Na comunidade, o contraste entre a miséria e o glamour provoca
às vezes orgulho, às vezes revolta,
passando pela indiferença.
"Só vou assistir a esse Oscar se
não tiver forró no bairro nem nada melhor na TV", desdenha José
Santana, 62, vice-presidente da
União Comunitária da Cidade de
Deus. "Vou morrer dizendo: esse
filme foi uma porcaria para nós,
prejudicou a nossa imagem."
Encostada no balcão de sua lanchonete Garota da Praça, um espaço de menos de quatro metros
quadrados separado da calçada
por um pequeno balcão cheio de
coxinhas e empadas, Antônia Gomes, 55, diz que vai assistir ao Oscar "vibrando" pelos garotos de
comunidades carentes que atuaram no filme.
Entre seus atores principais,
apenas Leandro Firmino da Hora,
25, que interpreta o traficante Zé
Pequeno, é morador da Cidade de
Deus.

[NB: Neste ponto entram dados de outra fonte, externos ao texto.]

PR #1728, opened 2021-08-05
Database upgrade refactor

thomasplevy:
## Description

Refactors the database upgrade / migration routine functionality found in `LLMS_Install`.

+ Moves update functionality into a separate class: `LLMS_DB_Upgrader`
+ Moves the update callback list from a class property to a list found in the `includes/schemas` directory.
+ Provides the ability for each update to be flagged as "manual" or "auto".
    + A manual update will work as updates have worked since their inception in LifterLMS: an admin notice is displayed and the user must press a button to start the update. 
    + An auto update will happen silently in the background without user interaction.

The goal is to reduce the *fear* instilled in end users by telling them their database is going to be modified when minor updates take place. For example the 5.0.0 upgrade changes 3 legacy options from autoload -> yes to autoload -> no. The impact of this update failing is *very low* and there's really no need to instill any amount of worry in a user for this kind of update. Similarly we'll be adding an update for a forthcoming release which will allow new users to have a new feature enabled by default but existing users (who upgrade) will have it disabled by default and can opt-in as desired. This is technically a "database update" but it isn't an upgrade that requires user's to backup their database since we'll just be running `update_option( ... )`

## How has this been tested?

+ New phpunit tests
+ Manually (partially) 

~I'm opening the PR but I'm going to continue testing and probably will write some more tests today.~

Edit: looks good to me with more testing.

To test real world updates, I reset the DB and LLMS version via CLI and then visited the admin panel:

`wp option set lifterlms_db_version 4.99.0 && wp option set lifterlms_current_version 4.99.0`

The 5.0.0 update is pretty low-effect so running that multiple times to test is pretty "safe"

## Types of changes

+ Update / feature

## Checklist:


includes/class-llms-db-ugrader.php
```diff
@@ -0,0 +1,313 @@
+<?php
+/**
+ * LLMS_DB_Upgrader class file
+ *
+ * @package LifterLMS/Classes
+ *
+ * @since 4.4.0
+ * @version 4.9.0
```
eri-trabiccolo:
```suggestion
 * @since [version]
 * @version [version]
```

includes/class-llms-db-ugrader.php
```diff
@@ -0,0 +1,313 @@
...
+	 *
+	 * If the update group cannot be auto-updated the following admin notices will be included:
+	 * + The "update started" notice will be immediately displayed/added.
+	 * + The "update complete" notice will be added to the end of the queue (and then displayed when the update is complete).
+	 *
+	 * @since [version]
+	 *
+	 * @see [Reference]
+	 * @link [URL]
+	 *
```
eri-trabiccolo:
```suggestion
```

includes/class-llms-db-ugrader.php
```diff
@@ -0,0 +1,313 @@
...
+	 * @return [type] [description]
```
eri-trabiccolo:
```suggestion
	 * @return void
```

includes/class-llms-db-ugrader.php
```diff
@@ -0,0 +1,313 @@
...
+			'bg-db-update-complete',
+			__( 'The LifterLMS database update is complete.', 'lifterlms' ),
+			array(
+				'dismissible'      => true,
+				'dismiss_for_days' => 0,
+			)
+		);
+
+	}
+	/**
```
eri-trabiccolo:
```suggestion
	}
	
	/**
```

includes/class.llms.install.php
```diff
@@ -613,12 +496,13 @@ private static function get_schema() {
 	 *
 	 * @since 3.4.3
 	 * @since 3.6.0 Unknown.
+	 * @since [version] Use `LLMS_PLUGIN_DIR` to include required class file.
 	 *
 	 * @return void
 	 */
 	public static function init_background_updater() {
 
-		include_once dirname( __FILE__ ) . '/class.llms.background.updater.php';
```
eri-trabiccolo, line 621: and btw `dirname( __FILE__ )` is equivalent to `__DIR__` :D
https://www.php.net/manual/en/language.constants.magic.php

includes/schemas/llms-db-updates.php
```diff
@@ -0,0 +1,142 @@
...
+	'5.0.0'  => array(
+		'type'    => 'manual',
+		'updates' => array(
+			'llms_update_500_legacy_options_autoload_off',
+			'llms_update_500_update_db_version',
+			'llms_update_500_add_admin_notice',
+		),
+	),
+
+);
```
eri-trabiccolo, line 148: if we only used namespaces from the start...
can we start from now anyways so that we'll have:
```
	'5.2.0'  => array(
		'type'    => 'manual',
		'updates' => array(
			'llms_update_something',
			'llms_update_update_db_version',
		),
	),
```
The logging then could take the key + the callable name like:
5.2.0 - llms_update_something

eri-trabiccolo (changes requested):
docs.
I also manually tested it.
Looks good.

includes/schemas/llms-db-updates.php
thomasplevy: I'm not sure what you mean exactly... You mean namespace the update functions so that we don't have to prefix them with a version number?

Eg

```
namespace LifterLMS\Updates\520
// does a db update of some kind
function something() { ... }

// update db version
function update_db_version() {
   update_option( ..., '5.2.0' );
}
```

??
`

eri-trabiccolo: yeah I mean this.

includes/class.llms.install.php
thomasplevy: you're giving me golf advice on code I deleted?

includes/schemas/llms-db-updates.php
thomasplevy: I don't want to rewrite and retest all this. Merging as is.

includes/class.llms.install.php
eri-trabiccolo: I bumped into it and wanted to _share_ this "thought" as we use the longer version (and I bet slower) in pretty much all our repo.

Ele está em Hollywood para
a cerimônia de entrega do prêmio, enquanto o restante do elenco principal vai assistir ao Oscar
no Cine Odeon BR, no Rio.
Aliás, "Cidade de Deus", o filme, não foi rodado em Cidade de
Deus, o bairro. A produção não
obteve autorização de líderes comunitários e de traficantes para
filmar no cenário original do livro
homônimo de Paulo Lins.
Apesar disso, o filme tornou célebre a comunidade carioca. Mas
se trata de um tipo de fama nada
festejada pelos moradores. "Esculhambaram a favela", reclama Arlindo Bandeira, 61, na porta de seu
boteco, em frente ao vaivém de jovens de rádio transmissor pendurado no pescoço e arma na cintura. "Depois desse filme, ficou mais
difícil até abrir um crediário. Eu
não vou ver Oscar nenhum", diz.
Segundo Lima, depois da estréia
do filme, em 2002, vários representantes dos governos federal,
estadual e municipal estiveram na
comunidade e apresentaram uma
série de projetos de desenvolvimento e melhoria da qualidade de
vida locais. "Até agora, nada
aconteceu. Mas, como é ano de
eleição, é capaz de o pessoal reaparecer porque temos muitos
eleitores e eles querem marcar
presença", critica o líder comunitário (leia texto ao lado).
Ovídio Bessa, 66, que atuou em
"Cidade de Deus" como avô do
personagem Mané Galinha, afirma que vai assistir à cerimônia do
Oscar e que vai torcer pelo filme.
"Mas eles exploraram a nossa história e, depois, se esqueceram de
nós", diz. "Isso me deixa chateado. Mas isso é Brasil."